When looking at the six samples, the heavily manual jobs are underrepresented. This underrepresentation might have influenced the results because it is often in the manual jobs that the physical demands are more present. Recent work on the factor structure of the Work Limitations Questionnaire, a closely related instrument measuring work limitations [33], also showed similar results regarding the physical demands subscale [34]. Additionally, the flexibility demands factor had low loadings on the second order factor in the shift worker sample. It might be that the items in the flexibility factor are less relevant for this heterogeneous sample containing multiple types of shift and day workers such as operators, police officers and technical support staff.

The results from the second order factor analyses suggest that the questionnaire may work differently in different samples. Especially the physical demands appear to behave differently across occupational samples. When comparing WRFQ v2.0 results across samples, we recommend using the subscale scores rather than the total score due to the different second order loadings in the various samples. In future research we should be aware of the implications of these differences when comparing across different job types and clinical samples.

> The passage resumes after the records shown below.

PR #6108, opened 2025-11-19
feat(client): introduce `disableSignal` client option

ping-maxwell:
This PR adds the addition of `disableSignal` to prevent specific endpoints from triggering hooks.

Also, `refetch` from hooks return a promise, allowing users to optionally await a given `refetch()` call.

```ts title="auth-client.ts"
// As the second argument
await authClient.updateUser({
    name: "New Name"
}, {
    disableSignal: true
})

// Or within fetchOptions
await authClient.updateUser({
    name: "New Name",
    fetchOptions: {
        disableSignal: true
    }
})
```

---
## Summary by cubic
Adds a disableSignal option to client fetch requests to prevent hook rerenders (e.g., useSession) on specific calls. Updates docs and makes refetch in useAuthQuery awaitable for manual control.

- **New Features**
  - Introduced ClientFetchOption.disableSignal to skip atom signals and hook rerenders on successful requests.
  - Documented usage with examples and manual refetch guidance.
  - useAuthQuery.refetch now returns a Promise.

- **Refactors**
  - Replaced BetterFetchOption with ClientFetchOption across clients (core, better-auth, expo, one-tap, passkey).
  - Updated proxy logic to respect fetch options when triggering atom listeners.

<sup>Written for commit dcae949eb8ffb2db8ca0e156b098b571f3e52317. Summary will update automatically on new commits.</sup>

### DIFF
--- a/packages/better-auth/src/api/routes/session-api.test.ts
+++ b/packages/better-auth/src/api/routes/session-api.test.ts
@@ -547,11 +547,11 @@ describe("cookie cache", async () => {
 		});
 		expect(session.data?.user.emailVerified).toBe(true);
 		expect(session.data).not.toBeNull();
-		expect(fn).toHaveBeenCalledTimes(3);
+		expect(fn).toHaveBeenCalledTimes(2);
 	});
 
 	it("should reset cache when expires", async () => {
-		expect(fn).toHaveBeenCalledTimes(3);
+		expect(fn).toHaveBeenCalledTimes(2);
 		await client.getSession({
 			fetchOptions: {
 				headers,
@@ -567,7 +567,7 @@ describe("cookie cache", async () => {
 				},
 			},
 		});
-		expect(fn).toHaveBeenCalledTimes(5);
+		expect(fn).toHaveBeenCalledTimes(3);
 		await client.getSession({
 			fetchOptions: {
 				headers,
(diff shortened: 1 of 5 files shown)


packages/better-auth/src/client/query.ts
```diff
@@ -113,18 +118,18 @@ export const useAuthQuery = <T>(
...
 	for (const initAtom of initializedAtom) {
-		initAtom.subscribe(() => {
+		initAtom.subscribe(async () => {
 			if (isServer()) {
 				// On server, don't trigger fetch
 				return;
 			}
 			if (isMounted) {
-				fn();
+				await fn();
```
himself65, line 127: why adding await here?

ping-maxwell: lint CI fails without that.

daveycodez: This way we can now use await refetch from useSession(), really useful for SPA based sign in flow. We can ensure that the refetch completes before navigating to the authenticated page.

ping-maxwell: I can't lie, the dx is pretty nice with this imo 🥲

CleanShot 2025-11-20 at 08 24 52
CleanShot 2025-11-20 at 08 25 30

Bekacru (approved):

A major strength if this study is the inclusion of six different samples across a variety of working samples. Unfortunately, due to the differences in data collection it was only possible to compare on an aggravated level (manual vs. non manual) and not on occupations level across datasets. Additionally, relatively few clinical groups were included, questioning the generalizability of the results to other conditions such as musculoskeletal conditions. Future research should focus on including more physically demanding jobs, multiple clinical condition groups, and samples across countries as the current study only included samples from one country. The results also point out directions for item reduction. Further advanced psychometric modelling, such as Item Response Theory and Differential Item Functioning, could be used to further refine the WRFQ and improve its practical application.

In conclusion, the WRFQ v2.0 shows consistent structural validity across samples. However, it is recommended to use the subscale scores to compare between different samples. The results are consistent for the second order structure except for physical demands and for flexibility demands in the shift work and university populations.